しかし、それが逆にますます女にしか見えなくなってしまったようで、リザはさらに怒りだした。
「この娘がリーフ様なわけないでしょう!そもそもリーフ様は国王ですよ!?男ですよ!?こんなヒッラヒラな女の服着るわけないでしょう!!レオ様のスカポンタン!」
「すかぽんたん…」
リザはそっぽを向き、馬を連れてどこかへ行ってしまった。
レオはその背を見て、ショボンと肩を落とす。
そこまで言われると返す元気もなくなってしまう。
元々言い争えるような性格でもない。そして、リザの勘違いを解く程口も上手くない。
レオは思う。
きっと、これから一生リザに嫌われて生きていくだろう。
「…えっと…レオごめんね?タイミング最悪だった…かな?」
「ん…あぁ、お前は悪くない。私が悪いんだ…私が全部、な」
レオは眉を下げるリーフに微笑んだ。
リザは馬を適当な場所まで連れてゆき、溜息を吐いた。
最近の自分がおかしい事は自覚している。
妙にイライラしてムカムカして、周りにキツく当たり散らしてしまっていた。
特に主君、レオ様には言い掛かりに近い事ばかりをチクチク言ってしまい、関係がギクシャクしている。
レオ様とは彼が小さい頃からの付き合いだ。
自分が城の兵として初めて登城した際、当時の国王カジキ様の後ろで控えめにこちらを見上げていた。

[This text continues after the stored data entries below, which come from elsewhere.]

PR #1223, opened 2022-01-25
[WIP] [SWA-208]: Creates external_id column in submissions table

nickskalkin:
Creates external_id column in submissions table.

Jira card - https://artsyproduct.atlassian.net/jira/software/c/projects/SWA/boards/113?modal=detail&selectedIssue=SWA-208

### DIFF
--- a/db/migrate/20220125100834_add_external_id_to_submissions.rb
+++ b/db/migrate/20220125100834_add_external_id_to_submissions.rb
@@ -1,0 +1,12 @@
+class AddExternalIdToSubmissions < ActiveRecord::Migration[6.1]
+  def change
+    enable_extension 'pgcrypto' unless extension_enabled?('pgcrypto') # need to enable pgcrypto to use `gen_random_uuid()` function
+
+    add_column :submissions,
+               :external_id,
+               :uuid,
+               default: 'gen_random_uuid()',
+               null: false
+    add_index :submissions, :external_id, unique: true
+  end
+end
--- a/_schema.graphql
+++ b/_schema.graphql
@@ -1664,6 +1664,16 @@ enum SubmissionSort {
   EXHIBITION_DESC
 
   """
+  sort by external_id in ascending order
+  """
+  EXTERNAL_ID_ASC
+
+  """
+  sort by external_id in descending order
+  """
+  EXTERNAL_ID_DESC
+
+  """
   sort by ext_user_id in ascending order
   """
   EXT_USER_ID_ASC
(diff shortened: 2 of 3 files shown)


db/migrate/20220125100834_add_external_id_to_submissions.rb
```diff
@@ -0,0 +1,12 @@
+class AddExternalIdToSubmissions < ActiveRecord::Migration[6.1]
+  def change
+    enable_extension 'pgcrypto' unless extension_enabled?('pgcrypto') # need to enable pgcrypto to use `gen_random_uuid()` function
```
nickskalkin, line 3: Had to enable `pgcrypto`, otherwise `gen_random_uuid()` wouldn't work

Gon4ar5 (approved):
LGTM!

kiryl-zubarau (approved):

db/migrate/20220125100834_add_external_id_to_submissions.rb
```diff
@@ -0,0 +1,12 @@
...
+
+    add_column :submissions,
+               :external_id,
```
iskounen, line 6: **question:** What will `external_id` represent? My understanding is that:

- `id` will continue being the sequential, numerical ID
- `uuid` will be the non-sequential, generated ID

I assumed that we would expose the `uuid` field to clients as an "external" ID so I am wondering why we have a separate `external_id` column.

nickskalkin: @iskounen `external_id` is basically a `uuid` column you are talking about. Clients will be working with submissions using this column. Do you propose to rename `external_id` to `uuid`? I actually like `uuid` more

iskounen: Thanks for the explanation. I was reading the migration file incorrectly... 😅 

Regarding the name, my preference is to use `uuid` on the data model, and decide how we want to expose that to clients at the GraphQL layer.

nickskalkin: I will move this PR to WIP and rename db column. @kiryl-zubarau @iskounen what is your opinion on how to name this field in API?

kiryl-zubarau: I would prefer `external id`

nickskalkin:
I am closing this PR in favour of https://github.com/artsy/convection/pull/1224

The second one is based on the current one. I had to make changes in the migration and I decided to make in the second PR,  just because it is easier. Let me know if you still prefer that I make changes in this PR and align history of the second one

cc @kiryl-zubarau @iskounen

PR #1224, opened 2022-01-26
SWA-210: GraphQL support for Submission#external_id

nickskalkin:
Jira card - https://artsyproduct.atlassian.net/jira/software/c/projects/SWA/boards/113?modal=detail&selectedIssue=SWA-210

### DIFF
--- a/app/graphql/resolvers/add_asset_to_submission_resolver.rb
+++ b/app/graphql/resolvers/add_asset_to_submission_resolver.rb
@@ -1,10 +1,10 @@
 # frozen_string_literal: true
 
 class AddAssetToSubmissionResolver < BaseResolver
-  include SubmissionableResolver
+  include Resolvers::Submissionable
 
   def run
-    raise(GraphQL::ExecutionError, 'Submission Not Found') unless submission
+    check_submission_presence!
 
     unless matching_user(submission, @arguments&.[](:session_id)) || admin?
       raise(GraphQL::ExecutionError, 'Submission Not Found')
@@ -12,7 +12,7 @@ class AddAssetToSubmissionResolver < BaseResolver
 
     @arguments[:asset_type] ||= 'image'
 
-    asset = submission.assets.create!(@arguments.except(:session_id))
+    asset = submission.assets.create!(asset_params)
     SubmissionService.notify_user(submission.id) if submission.submitted?
 
     { asset: asset }
@@ -20,11 +20,17 @@ class AddAssetToSubmissionResolver < BaseResolver
 
   private
 
+  # overwrites Resolvers::Submissionable
   def submission_id
     @arguments[:submission_id]
   end
 
+  # overwrites Resolvers::Submissionable
   def external_submission_id
     @arguments[:external_submission_id]
+  end
+
+  def asset_params
+    @arguments.except(:session_id, :external_submission_id)
   end
 end
--- a/app/graphql/resolvers/add_asset_to_submission_resolver.rb
+++ b/app/graphql/resolvers/add_asset_to_submission_resolver.rb
@@ -1,15 +1,10 @@
 # frozen_string_literal: true
 
 class AddAssetToSubmissionResolver < BaseResolver
-  def valid?
-    true
-  end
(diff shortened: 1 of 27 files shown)


app/graphql/resolvers/add_asset_to_submission_resolver.rb
```diff
@@ -1,25 +1,36 @@
 # frozen_string_literal: true
 
 class AddAssetToSubmissionResolver < BaseResolver
-  def valid?
```
nickskalkin, line 4: `valid?` method now is present in `include Resolvers::Submissionable`

app/graphql/resolvers/add_asset_to_submission_resolver.rb
```diff
@@ -1,25 +1,36 @@
...
-    true
-  end
+  include Resolvers::Submissionable
 
   def run
-    submission = Submission.find_by(id: @arguments[:submission_id])
-    unless submission
-      raise(GraphQL::ExecutionError, 'Submission from ID Not Found')
-    end
+    check_submission_presence!
```
nickskalkin, line 7: I extracted lookup by submission id / external uuid to a separate module (Resolvers::Submissionable) to avoid code duplication.

app/graphql/resolvers/add_asset_to_submission_resolver.rb
```diff
@@ -1,25 +1,36 @@
...
-    asset = submission.assets.create!(@arguments.except(:session_id))
+    asset = submission.assets.create!(asset_params)
     SubmissionService.notify_user(submission.id) if submission.submitted?
 
     { asset: asset }
   end
+
+  private
+
+  # overwrites Resolvers::Submissionable
```
nickskalkin, line 23: if it's not clear what's going on here - please see docs in Resolvers::Submissionable. If still not clear - let's discuss how to implement it better

app/graphql/resolvers/concerns/resolvers/submissionable.rb
```diff
@@ -0,0 +1,45 @@
...
+# `external_submission_id` in your resolvers.
+
+module Resolvers::Submissionable
+  IdsNotPassed =
+    GraphQL::ExecutionError.new('Neither id nor externalId have been passed.')
+
+  def submission
+    @submission ||=
+      Submission.find_by(id: submission_id) ||
+        Submission.find_by(uuid: external_submission_id)
```
kiryl-zubarau, line 16: **non-blocking**: maybe it makes sense to change order and look for submissions by UUID first.

app/services/submission_service.rb
```diff
@@ -39,7 +39,7 @@ def create_submission(
         )
       end
 
-      submission = Submission.create!(create_params)
+      submission = Submission.create!(create_params).reload
```
kiryl-zubarau, line 42: **non-blocking**: let's add a comment here 😄  to show other people why we added `reload`

kiryl-zubarau (approved):
LGTM

app/graphql/resolvers/concerns/resolvers/submissionable.rb
kiryl-zubarau: Hmm, just realized it might be a blocker since UUID will be cast to a number.

nickskalkin: @kiryl-zubarau in this case there will be no such problem, since GraphQL clients differentiate `submission_id` and `external_submission_id` on their side. So it shouldn't be the case when force sends a query or mutation with `submission(id: "<uuid>")`

kiryl-zubarau: Missed that, thanks!

app/services/submission_service.rb
nickskalkin: @kiryl-zubarau please check my last PR. I've created a module which is responsible for automatic reload of uuid field

Gon4ar5 (approved):
Great work! LGTM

カジキ王の黒銀髪とは反対に、鈍く光る金髪とふわふわとした幼さが印象的で思わず見つめ続けてしまい、彼を困らせてしまった。
あまり自己主張せず寡黙に周囲に気を配り、大事な場面でしっかりと要点を決める──けれど、少し天然でドジっ子で失敗するとシュンとする。
出会った頃は幼かったが、今はもう15歳。すでに体つきも大人と変わらず、逞しく男らしくなった。
けれど穏やかでぼんやり屋は変わらず、優しく笑う顔が、────
リザはそこまで考えて首を振った。主君に対してなんて事を思っているのか。不敬極まりない。
確かに主従を抜けば、所謂幼なじみなのかもしれないが……
リザは空を見上げて溜息を吐く。
自分は代々武王家に仕える家の娘だ。それ以上それ以下でもない。自分は従者でしかない。
今までも、これからも。
"そうでなくてはならない"
「…レオ様の好みって、あんな感じなんだなぁ…」
リザの独り言は街の喧騒で掻き消えた。